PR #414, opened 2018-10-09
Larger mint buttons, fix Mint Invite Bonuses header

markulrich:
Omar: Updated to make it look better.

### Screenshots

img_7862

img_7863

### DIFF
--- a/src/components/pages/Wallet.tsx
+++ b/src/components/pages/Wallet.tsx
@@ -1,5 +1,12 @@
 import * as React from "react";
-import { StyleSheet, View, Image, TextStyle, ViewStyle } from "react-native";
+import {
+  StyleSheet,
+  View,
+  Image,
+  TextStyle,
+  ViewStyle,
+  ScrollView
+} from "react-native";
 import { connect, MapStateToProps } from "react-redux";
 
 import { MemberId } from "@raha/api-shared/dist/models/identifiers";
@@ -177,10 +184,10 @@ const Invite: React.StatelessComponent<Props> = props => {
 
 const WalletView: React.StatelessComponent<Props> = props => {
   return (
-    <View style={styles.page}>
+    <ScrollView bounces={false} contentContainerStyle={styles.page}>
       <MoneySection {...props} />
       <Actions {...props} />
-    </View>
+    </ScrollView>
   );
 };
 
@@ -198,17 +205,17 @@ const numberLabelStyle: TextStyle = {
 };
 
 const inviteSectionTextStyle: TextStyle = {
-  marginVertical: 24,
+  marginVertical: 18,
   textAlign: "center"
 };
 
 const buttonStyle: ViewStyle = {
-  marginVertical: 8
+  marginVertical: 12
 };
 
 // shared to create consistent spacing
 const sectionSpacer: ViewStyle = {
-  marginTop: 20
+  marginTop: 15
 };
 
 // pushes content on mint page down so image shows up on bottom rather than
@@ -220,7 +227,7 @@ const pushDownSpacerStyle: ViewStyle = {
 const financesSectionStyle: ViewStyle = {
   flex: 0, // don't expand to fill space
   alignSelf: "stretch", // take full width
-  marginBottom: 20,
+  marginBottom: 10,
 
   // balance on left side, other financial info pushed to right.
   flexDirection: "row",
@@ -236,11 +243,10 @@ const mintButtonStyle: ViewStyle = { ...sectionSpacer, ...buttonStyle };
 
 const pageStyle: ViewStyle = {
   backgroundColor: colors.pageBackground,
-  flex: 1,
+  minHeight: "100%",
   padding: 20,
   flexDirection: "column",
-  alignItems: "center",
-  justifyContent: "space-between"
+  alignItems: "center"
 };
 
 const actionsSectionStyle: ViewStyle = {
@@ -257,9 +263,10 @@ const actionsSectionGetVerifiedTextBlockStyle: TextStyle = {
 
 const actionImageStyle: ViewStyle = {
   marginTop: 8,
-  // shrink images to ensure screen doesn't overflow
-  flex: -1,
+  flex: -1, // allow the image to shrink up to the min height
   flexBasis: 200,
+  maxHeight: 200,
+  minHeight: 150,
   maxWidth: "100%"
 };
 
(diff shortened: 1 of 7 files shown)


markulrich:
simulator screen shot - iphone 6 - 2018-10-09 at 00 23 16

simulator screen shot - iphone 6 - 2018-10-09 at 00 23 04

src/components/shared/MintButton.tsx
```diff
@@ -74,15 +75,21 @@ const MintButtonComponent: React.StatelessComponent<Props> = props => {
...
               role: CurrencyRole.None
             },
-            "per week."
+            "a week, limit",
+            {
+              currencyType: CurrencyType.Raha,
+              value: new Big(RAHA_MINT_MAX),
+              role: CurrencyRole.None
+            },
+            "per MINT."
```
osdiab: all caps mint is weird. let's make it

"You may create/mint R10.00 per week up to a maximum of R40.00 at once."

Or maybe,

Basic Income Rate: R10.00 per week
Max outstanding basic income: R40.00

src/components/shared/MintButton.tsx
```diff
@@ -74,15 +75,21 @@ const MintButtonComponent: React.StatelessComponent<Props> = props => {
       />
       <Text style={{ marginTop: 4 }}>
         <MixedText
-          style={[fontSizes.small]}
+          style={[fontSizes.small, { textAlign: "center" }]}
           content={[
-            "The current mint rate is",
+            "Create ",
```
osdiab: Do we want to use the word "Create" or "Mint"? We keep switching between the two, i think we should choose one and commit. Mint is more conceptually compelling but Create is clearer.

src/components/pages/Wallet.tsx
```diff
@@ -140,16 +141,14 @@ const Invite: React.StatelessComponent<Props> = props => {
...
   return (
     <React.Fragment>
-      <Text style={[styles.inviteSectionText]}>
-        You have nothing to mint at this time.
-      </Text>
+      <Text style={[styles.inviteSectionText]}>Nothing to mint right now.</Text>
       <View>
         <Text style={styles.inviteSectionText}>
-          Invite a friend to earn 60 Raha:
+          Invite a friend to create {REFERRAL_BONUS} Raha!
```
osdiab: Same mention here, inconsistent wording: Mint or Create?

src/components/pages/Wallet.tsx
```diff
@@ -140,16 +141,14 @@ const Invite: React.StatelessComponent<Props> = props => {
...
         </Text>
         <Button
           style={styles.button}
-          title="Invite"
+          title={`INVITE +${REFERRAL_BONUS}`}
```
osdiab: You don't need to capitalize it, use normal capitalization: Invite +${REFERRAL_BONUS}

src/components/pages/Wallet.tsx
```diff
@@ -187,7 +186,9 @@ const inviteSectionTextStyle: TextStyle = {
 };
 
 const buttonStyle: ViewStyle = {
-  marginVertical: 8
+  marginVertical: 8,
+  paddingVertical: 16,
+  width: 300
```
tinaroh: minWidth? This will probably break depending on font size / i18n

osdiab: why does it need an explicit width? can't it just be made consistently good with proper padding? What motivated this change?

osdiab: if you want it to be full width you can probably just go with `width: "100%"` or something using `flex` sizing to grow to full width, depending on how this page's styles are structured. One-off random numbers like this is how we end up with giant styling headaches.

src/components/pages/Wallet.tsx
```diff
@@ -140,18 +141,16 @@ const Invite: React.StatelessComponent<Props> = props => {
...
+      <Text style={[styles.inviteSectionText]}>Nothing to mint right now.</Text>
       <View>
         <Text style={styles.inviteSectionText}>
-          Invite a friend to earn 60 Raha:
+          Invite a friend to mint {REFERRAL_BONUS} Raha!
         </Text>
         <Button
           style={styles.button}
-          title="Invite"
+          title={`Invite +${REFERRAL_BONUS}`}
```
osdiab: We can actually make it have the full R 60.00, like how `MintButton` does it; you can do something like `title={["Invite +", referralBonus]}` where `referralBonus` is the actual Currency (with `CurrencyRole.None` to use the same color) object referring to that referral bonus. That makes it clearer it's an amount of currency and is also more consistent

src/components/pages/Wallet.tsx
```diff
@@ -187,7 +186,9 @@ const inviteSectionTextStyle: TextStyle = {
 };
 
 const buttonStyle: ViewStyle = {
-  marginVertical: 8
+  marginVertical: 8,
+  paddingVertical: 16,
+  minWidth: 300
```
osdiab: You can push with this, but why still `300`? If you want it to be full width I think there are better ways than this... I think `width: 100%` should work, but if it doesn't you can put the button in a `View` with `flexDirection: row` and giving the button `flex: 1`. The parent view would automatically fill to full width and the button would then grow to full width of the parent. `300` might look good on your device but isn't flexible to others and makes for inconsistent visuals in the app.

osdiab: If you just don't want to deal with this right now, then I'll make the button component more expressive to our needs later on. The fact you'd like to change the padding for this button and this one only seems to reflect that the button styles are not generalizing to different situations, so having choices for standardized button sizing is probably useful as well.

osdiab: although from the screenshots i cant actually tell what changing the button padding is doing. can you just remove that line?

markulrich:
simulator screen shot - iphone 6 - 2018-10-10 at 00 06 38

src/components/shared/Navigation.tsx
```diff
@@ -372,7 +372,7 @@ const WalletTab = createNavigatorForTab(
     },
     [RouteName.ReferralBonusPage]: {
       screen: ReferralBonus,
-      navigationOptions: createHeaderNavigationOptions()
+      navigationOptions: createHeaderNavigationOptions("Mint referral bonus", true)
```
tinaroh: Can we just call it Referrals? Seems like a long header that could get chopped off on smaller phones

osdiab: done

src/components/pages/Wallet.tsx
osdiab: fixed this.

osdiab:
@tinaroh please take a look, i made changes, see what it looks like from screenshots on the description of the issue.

------------------------------

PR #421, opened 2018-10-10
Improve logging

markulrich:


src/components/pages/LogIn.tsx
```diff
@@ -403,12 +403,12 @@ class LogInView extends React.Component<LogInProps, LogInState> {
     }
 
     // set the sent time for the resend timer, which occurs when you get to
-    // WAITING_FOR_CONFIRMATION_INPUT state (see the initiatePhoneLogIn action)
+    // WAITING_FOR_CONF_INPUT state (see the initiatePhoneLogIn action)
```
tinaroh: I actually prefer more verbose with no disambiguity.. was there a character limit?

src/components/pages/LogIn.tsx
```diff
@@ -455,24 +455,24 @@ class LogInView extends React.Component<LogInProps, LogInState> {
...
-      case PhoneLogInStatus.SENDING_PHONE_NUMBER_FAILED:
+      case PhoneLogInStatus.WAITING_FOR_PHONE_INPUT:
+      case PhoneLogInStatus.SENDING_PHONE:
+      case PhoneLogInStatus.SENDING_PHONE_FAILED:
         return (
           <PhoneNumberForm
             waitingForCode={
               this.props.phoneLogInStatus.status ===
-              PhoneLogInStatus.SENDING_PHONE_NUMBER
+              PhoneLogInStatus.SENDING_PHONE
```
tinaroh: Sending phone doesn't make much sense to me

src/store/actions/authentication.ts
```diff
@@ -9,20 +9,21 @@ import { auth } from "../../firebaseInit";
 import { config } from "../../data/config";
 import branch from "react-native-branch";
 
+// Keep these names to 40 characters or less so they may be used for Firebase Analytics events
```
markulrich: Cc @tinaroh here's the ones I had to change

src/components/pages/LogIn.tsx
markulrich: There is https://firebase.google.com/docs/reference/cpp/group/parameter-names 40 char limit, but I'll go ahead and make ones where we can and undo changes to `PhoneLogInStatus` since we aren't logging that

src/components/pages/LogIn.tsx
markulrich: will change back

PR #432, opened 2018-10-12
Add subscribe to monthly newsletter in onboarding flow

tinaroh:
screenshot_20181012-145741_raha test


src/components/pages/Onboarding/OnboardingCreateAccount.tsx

------------------------------

Activity = Filter the entries above down to the lines that contain "full".

Response below =
   alignSelf: "stretch", // take full width
osdiab: if you want it to be full width you can probably just go with `width: "100%"` or something using `flex` sizing to grow to full width, depending on how this page's styles are structured. One-off random numbers like this is how we end up with giant styling headaches.
osdiab: We can actually make it have the full R 60.00, like how `MintButton` does it; you can do something like `title={["Invite +", referralBonus]}` where `referralBonus` is the actual Currency (with `CurrencyRole.None` to use the same color) object referring to that referral bonus. That makes it clearer it's an amount of currency and is also more consistent
osdiab: You can push with this, but why still `300`? If you want it to be full width I think there are better ways than this... I think `width: 100%` should work, but if it doesn't you can put the button in a `View` with `flexDirection: row` and giving the button `flex: 1`. The parent view would automatically fill to full width and the button would then grow to full width of the parent. `300` might look good on your device but isn't flexible to others and makes for inconsistent visuals in the app.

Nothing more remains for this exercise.